Software Heritage Shard tools.
Options:
-C, --config-file FILE Configuration file.
-h, --help Show this message and exit.
Commands:
create Create a shard file from given files
get List objects in a shard file
info Display shard file information
ls List objects in a shard file
Then you can create a shard file from local files:
$ swh-shard create volume.shard *.py
There are 3 entries
Checking files to add [####################################] 100%
after deduplication: 3 entries
Adding files to the shard [####################################] 100%
Done
This will use the sha256 checksum of each file content given as argument as key in the shard file.

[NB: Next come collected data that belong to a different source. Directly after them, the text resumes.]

PR #748, opened 2018-09-05
Grpc integration tests for ephemeral workflows and tasks

josedab:
- Added missing tests for creating workflow executions with {ephemeral,stored} tasks

### DIFF
--- a/common/src/main/java/com/netflix/conductor/common/metadata/workflow/WorkflowDef.java
+++ b/common/src/main/java/com/netflix/conductor/common/metadata/workflow/WorkflowDef.java
@@ -273,4 +273,19 @@ public class WorkflowDef extends Auditable {
 				getSchemaVersion()
 		);
 	}
+
+	@Override
+	public String toString() {
+		return "WorkflowDef{" +
+				"name='" + name + '\'' +
+				", description='" + description + '\'' +
+				", version=" + version +
+				", tasks=" + tasks +
+				", inputParameters=" + inputParameters +
+				", outputParameters=" + outputParameters +
+				", failureWorkflow='" + failureWorkflow + '\'' +
+				", schemaVersion=" + schemaVersion +
+				", restartable=" + restartable +
+				'}';
+	}
 }
--- a/common/src/main/java/com/netflix/conductor/common/metadata/workflow/WorkflowDef.java
+++ b/common/src/main/java/com/netflix/conductor/common/metadata/workflow/WorkflowDef.java
@@ -28,6 +28,7 @@ import java.util.Optional;
 
 import com.github.vmg.protogen.annotations.ProtoField;
 import com.github.vmg.protogen.annotations.ProtoMessage;
+import com.google.common.base.MoreObjects;
 import com.netflix.conductor.common.metadata.Auditable;
 
 /**
@@ -276,16 +277,16 @@ public class WorkflowDef extends Auditable {
 
 	@Override
 	public String toString() {
-		return "WorkflowDef{" +
-				"name='" + name + '\'' +
-				", description='" + description + '\'' +
-				", version=" + version +
-				", tasks=" + tasks +
-				", inputParameters=" + inputParameters +
-				", outputParameters=" + outputParameters +
-				", failureWorkflow='" + failureWorkflow + '\'' +
-				", schemaVersion=" + schemaVersion +
-				", restartable=" + restartable +
-				'}';
+		return MoreObjects.toStringHelper(getClass())
+				.add("name", name)
+				.add("description", description)
+				.add("version", version)
+				.add("tasks", tasks)
+				.add("inputParameters", inputParameters)
+				.add("outputParameters", outputParameters)
+				.add("failureWorkflow", failureWorkflow)
+				.add("schemaVersion", schemaVersion)
+				.add("restartable", restartable)
+				.toString();
 	}
 }
--- a/test-harness/src/test/java/com/netflix/conductor/tests/integration/AbstractEndToEndTest.java
+++ b/test-harness/src/test/java/com/netflix/conductor/tests/integration/AbstractEndToEndTest.java
@@ -2,16 +2,29 @@ package com.netflix.conductor.tests.integration;
 
 import com.netflix.conductor.common.metadata.tasks.TaskDef;
 import com.netflix.conductor.common.metadata.workflow.TaskType;
+import com.netflix.conductor.common.metadata.workflow.WorkflowDef;
 import com.netflix.conductor.common.metadata.workflow.WorkflowTask;
 
 public class AbstractEndToEndTest {
+
     protected static final String TASK_DEFINITION_PREFIX = "task_";
+    private static final String DEFAULT_DESCRIPTION = "description";
+    // Represents null value deserialized from the redis in memory db
+    private static final String DEFAULT_NULL_VALUE = "null";
+
 
     protected WorkflowTask createWorkflowTask(String name) {
         WorkflowTask workflowTask = new WorkflowTask();
         workflowTask.setName(name);
         workflowTask.setWorkflowTaskType(TaskType.SIMPLE);
         workflowTask.setTaskReferenceName(name);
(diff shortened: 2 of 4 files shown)


common/src/main/java/com/netflix/conductor/common/metadata/workflow/WorkflowDef.java
```diff
@@ -273,4 +273,19 @@ public int hashCode() {
 				getSchemaVersion()
 		);
 	}
+
+	@Override
+	public String toString() {
+		return "WorkflowDef{" +
+				"name='" + name + '\'' +
```
gorzell: **Nit:** I am guessing this is auto-generated code?  It would be nice to not do so much string creation via `+`.  But maybe the JIT can optimize it away?

test-harness/src/test/java/com/netflix/conductor/tests/integration/AbstractEndToEndTest.java
```diff
@@ -0,0 +1,23 @@
+package com.netflix.conductor.tests.integration;
+
+import com.netflix.conductor.common.metadata.tasks.TaskDef;
+import com.netflix.conductor.common.metadata.workflow.TaskType;
+import com.netflix.conductor.common.metadata.workflow.WorkflowTask;
+
+public class AbstractEndToEndTest {
+    protected static final String TASK_DEFINITION_PREFIX = "task_";
```
gorzell: **Question:** I wonder if in the future it would make sense to setup a shared field/getter that could be set during construction to help with the name spacing issues we have discussed?

test-harness/src/test/java/com/netflix/conductor/tests/integration/End2EndGrpcTests.java
```diff
@@ -190,40 +190,117 @@ public void testAll() throws Exception {
...
+                .withName(workflowExecutionName)
+                .withWorkflowDef(workflowDefinition);
+
+        String workflowId = workflowClient.startWorkflow(workflowRequest);
+        assertNotNull(workflowId);
+
+        Workflow workflow = workflowClient.getWorkflow(workflowId, true);
+        WorkflowDef ephemeralWorkflow = workflow.getWorkflowDefinition();
+        assertNotNull(ephemeralWorkflow);
+        assertEquals(workflowDefinition.getName(), ephemeralWorkflow.getName());
```
gorzell: **Nit:** Can we compare the whole object here, rather than just the names?

test-harness/src/test/java/com/netflix/conductor/tests/integration/End2EndGrpcTests.java
```diff
@@ -190,40 +190,117 @@ public void testAll() throws Exception {
...
+        List<WorkflowTask> ephemeralTasks = ephemeralWorkflow.getTasks();
+        assertEquals(2, ephemeralTasks.size());
+        for (WorkflowTask ephemeralTask : ephemeralTasks) {
+            assertNotNull(ephemeralTask.getTaskDefinition());
+        }
+
+    }
+
+    // Helper method for creating task definitions on the server
+    private List<TaskDef> createAndRegisterTaskDefinitions(String prefixTaskDefinition, int numberOfTaskDefinitions) {
```
gorzell: **Suggestion:** Perhaps this can be `protected` and moved to the parent/abstract class?  If there is logic specific to the client type then you could implement that as an abstract method?

test-harness/src/test/java/com/netflix/conductor/tests/integration/End2EndGrpcTests.java
```diff
@@ -190,40 +190,117 @@ public void testAll() throws Exception {
...
+        assertEquals(workflowDefinition.getName(), ephemeralWorkflow.getName());
+
+        List<WorkflowTask> ephemeralTasks = ephemeralWorkflow.getTasks();
+        assertEquals(2, ephemeralTasks.size());
+        for (WorkflowTask ephemeralTask : ephemeralTasks) {
+            assertNotNull(ephemeralTask.getTaskDefinition());
+        }
+
+    }
+
```
gorzell: **Concern:** Can we also add a test that is using a mix of ephemeral and stored task definitions?

test-harness/src/test/java/com/netflix/conductor/tests/integration/End2EndTests.java
```diff
@@ -339,7 +324,7 @@ private TaskDef createTaskDefinition(String name) {
             def.setTimeoutPolicy(TimeoutPolicy.RETRY);
             definitions.add(def);
         }
-        taskClient.registerTaskDefs(definitions);
+        metadataClient.registerTaskDefs(definitions);
```
gorzell: **Suggestion:** See comment above.

common/src/main/java/com/netflix/conductor/common/metadata/workflow/WorkflowDef.java
josedab: Yeah, autogenerated code. I think JIT will take care of that, however I don't see why not fix it at code level.
Will use `MoreObjects.toStringHelper` from guava, i think it is the way to go on this one.

test-harness/src/test/java/com/netflix/conductor/tests/integration/AbstractEndToEndTest.java
josedab: Good question. I am sure we can do something. I noticed there is a property called `workflow.namespace.prefix` that you can pass to the TestEnvironment. I played with it in the past when working on the integration tests. Will make a note for this.
In this case, this prefix is just used in order to avoid hardcoding `task_` over the code.

josedab: In addition to my last comment and answering your question,  I think the namespace is something we can do in a near future modifying slightly the `TestEnvironment` class.

test-harness/src/test/java/com/netflix/conductor/tests/integration/End2EndGrpcTests.java
josedab: This is a tricky one:
Client types are different and they are the implementations themselves. It would be great if they both implemented an interface but it is not the case. Also, I believe these are generated meaning I cannot change them.
One thing i thought yesterday to abstract this was to use Consumer<...> but will play around with it today.
Will update this thread with any ideas

josedab: I see what you are saying now. Sure, moving it up 👍

test-harness/src/test/java/com/netflix/conductor/tests/integration/AbstractEndToEndTest.java
```diff
@@ -0,0 +1,65 @@
...
+    // Represents null value deserialized from the redis in memory db
+    private static final String DEFAULT_NULL_VALUE = "null";
+
+    protected WorkflowTask createWorkflowTask(String name) {
+        WorkflowTask workflowTask = new WorkflowTask();
+        workflowTask.setName(name);
+        workflowTask.setWorkflowTaskType(TaskType.SIMPLE);
+        workflowTask.setTaskReferenceName(name);
+        workflowTask.setDescription(getDefaultDescription(name));
+        workflowTask.setDynamicTaskNameParam(DEFAULT_NULL_VALUE);
```
josedab: This default null values population are necessary as the readJson mechanism populates this attributes. In order to use `WorkflowDef.equals` on the tests these need to be populated.

test-harness/src/test/java/com/netflix/conductor/tests/integration/End2EndTests.java
```diff
@@ -247,100 +265,4 @@ public void testMetadataWorkflowDefinition() {
         }
     }
 
-    @Test
```
josedab: These tests have been moved all the way up to the abstract class on behalf of not duplicating code. They are used on `End2EneTests` and `End2EndGrpcTests`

Then you can check the header of the shard file:
$ swh-shard info volume.shard
Shard volume.shard
├─version: 1
├─objects: 3
│ ├─position: 512
│ └─size: 5633
├─index
│ ├─position: 6145
│ └─size: 440
└─hash
└─position: 6585
List the content of a shard:
$ swh-shard ls volume.shard
8bb71bce4885c526bb4114295f5b2b9a23a50e4a8d554c17418d1874b1a233ac: 834 bytes
06340a7a5fa9e18d72a587a69e4dc7e79f4d6a56632ea6900c22575dc207b07f: 4210 bytes
d39790a3af51286d2d10d73e72e2447cf97b149ff2d8e275b200a1ee33e4a3c5: 565 bytes
Retrieve an object from a shard:
$ swh-shard get volume.shard 06340a7a5fa9e18d72a587a69e4dc7e79f4d6a56632ea6900c22575dc207b07f | sha256sum
06340a7a5fa9e18d72a587a69e4dc7e79f4d6a56632ea6900c22575dc207b07f -
And delete one or more objects from a shard:
$ swh-shard delete volume.shard 06340a7a5fa9e18d72a587a69e4dc7e79f4d6a56632ea6900c22575dc207b07f
About to remove these objects from the shard file misc/volume.shard
06340a7a5fa9e18d72a587a69e4dc7e79f4d6a56632ea6900c22575dc207b07f (4210 bytes)
Proceed? [y/N]: y
Deleting objects from the shard [####################################] 100%
Done
Low level management for read-only content-addressable object storage indexed with a perfect hash table.